Global Eyes Exhibition
Victoria Baths Manchester
Preview - open to all: 19.10.07, 5-8pm
exhibition continues: 20/21.10.07, 12 - 5pm
Shoreditch Town Hall Gallery, London, EC1
Preview - open to all: 01.11.07, 5-9pm
exhibition continues: 02.11.07, 10-6pm & 03.11.07, 12-5pm
Katrin Streicher (Germany):
Her work visually explores identity and memory in areas that have been affected by major changes in the more distant past. Her degree project in the former German Democratic Republic investigates how people today, 18 years after the break of communism, integrate memories of the socialist past into everyday lives. Through focusing on the visual surroundings of people – mainly places and objects – the artist will evoke memory and imagination to access to people's experiences.
Clara de Los Arcos Diez (Spain, Holland and the UK):
"My project was based around the Voedselbank, a food bank in Rotterdam, the Netherlands. My images deal, on the one hand, with the issues surrounding food waste, food aid and the process that the donated food in this setting goes through in order to become of 'value' again. On the other hand, the images attempt to reflect the process of self-improvement that the workers experience by working at the food bank, and the community that is formed as a result of their settings, their activities, and their personal moral beliefs."
Jana Carrey (Los Angeles, California):
"The thing about camp is that no matter who you may be back in the valley you can start over here; you can take off your mask and try out different ways of dealing with other people. Because people here won't judge you, you can decide what kind of person you want to be."*
"Envisioning Normality" looks at how youth with serious illnesses and chronic disorders maintain a sense of normality in their life and how they seek to define their identity in the face of life disruption. Marrying a documentary realist style with participant observation-based ethnography, this project looks at the embodied illness experience from an adolescent perspective. This work explores how positive self-image, and identity reconstruction are encouraged by participating in the embodied and collective social experience of summer camp in rural, upstate New York. This project also involves the use of photography as a collaborative and therapeutic tool through which children can reflect upon themselves and how their experiences at camp impact their developing sense of self.

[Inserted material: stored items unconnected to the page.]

PR #22, opened 2020-01-08
Rewrite unsound attribute offset checks

HeroicKatora:
Dereferencing a null pointer into a reference is always unsound. Using a
null pointer and even other techniques to determine attribute offsets
has already cause issues even in crates that are fully dedicated to it.

The result of this are that these tests might in the future unexpectedly fail 
or, worse, unexpectedly and wrongly succeed. As will all UB, it would be 
within the compiler's rights to assume that all `asserts!` hold even when
the actual offsets differ.

However, we are fortunate here as the structs in question are crafted
out of only basic integer types. Thus, it is safe to create an instances
of them that is fully zeroed with little code. Then the actual reference
to member access is fully safe and sound. An exception are only the
fields of unions which are inherently unsafe to access and using them to
create a reference is no exception.

### DIFF
--- a/redbpf/src/sys/perf.rs
+++ b/redbpf/src/sys/perf.rs
@@ -271,8 +271,9 @@ fn bindgen_test_layout___kernel_fd_set() {
         8usize,
         concat!("Alignment of ", stringify!(__kernel_fd_set))
     );
+    let instance = unsafe { core::mem::zeroed::<__kernel_fd_set>() };
     assert_eq!(
-        unsafe { &(*(::std::ptr::null::<__kernel_fd_set>())).fds_bits as *const _ as usize },
+        &instance.fds_bits as *const _ as usize - &instance as *const _ as usize,
         0usize,
         concat!(
             "Offset of field: ",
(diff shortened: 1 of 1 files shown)


rsdy:
Thanks for the patches, it's good to see that soundness issues are a hot topic, and people are keen on improving the situation.

However, in this scenario, I would expect the compiler to do the correct thing and resolve the offset at compile time, so I don't think this changeset makes a material difference in semantics.

Moreover, as noted in the file, this is generated code, so the right place to raise this issue is in [`bindgen`](https://github.com/rust-lang/rust-bindgen). I would prefer not to deviate from `bindgen` generated code, but I'm happy to merge a PR once this change is accepted there.

HeroicKatora:
> However, in this scenario, I would expect the compiler to do the correct thing and resolve the offset at compile time, so I don't think this changeset makes a material difference in semantics.

The offset resolving at compile time *can* also be anything else. But thanks for point me to `bindgen` for this because that means I have an actionable target in `rust-lang` :smile:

* Anonymous quote taken from "Tillery, Randal K. 1992. Touring Arcadia: Elements of discursive simulation and cultural struggle at a children’s summer camp. In Cultural Anthropology 7 (3): 374-388."
Michael Atkins (Birmingham, UK):
This exhibition is the culmination of three months of ethnographic work around a city centre cruising ground. By combining observations of the physical site, the sexual encounter, and the elicitation of online testimony, I hope to represent my experience of this ambiguous, anonymous and contested use of public space.
Niamh King (Wirral, UK):
This ethnographic study examines the organic relationships surrounding a Sheffield allotment site and how through the occupation of each plot, spaces are transformed into special places. It investigates how people find meaning through the temporal nature of allotment gardening in terms of personal expression, well-being and social engagement, which cannot be achieved in ordinary urban life.
Elissa Krowe (New York, USA):
The explicit and implicit ways in which street children living at a drop-in centre in Lusaka, Zambia learn and interact with each other, and how their pasts as well as their presents bring them together to enforce communitas.
Claire Anholt (UK):
Produced collaboratively with young people in a Tsunami-affected slum in Chennai, South India, this work centres on issues of body image, gender and cinema celebrity. As documentary and art meet, and ethnography and design blur, dichotomies between realism and expressionism are opened up for debate.
Vania Celebicic Arielli (Bosnia and Israel):
The original aim of the project was to inquire into the Sarajevan Roma's sense of identification, belonging and memory. Yet, how does one represent such abstract topics through the use of still images? As the fieldwork progressed the use of photography evolved from a situational and documentary style to a staged and collaborative one. This exhibition follows the path taken by the photographer.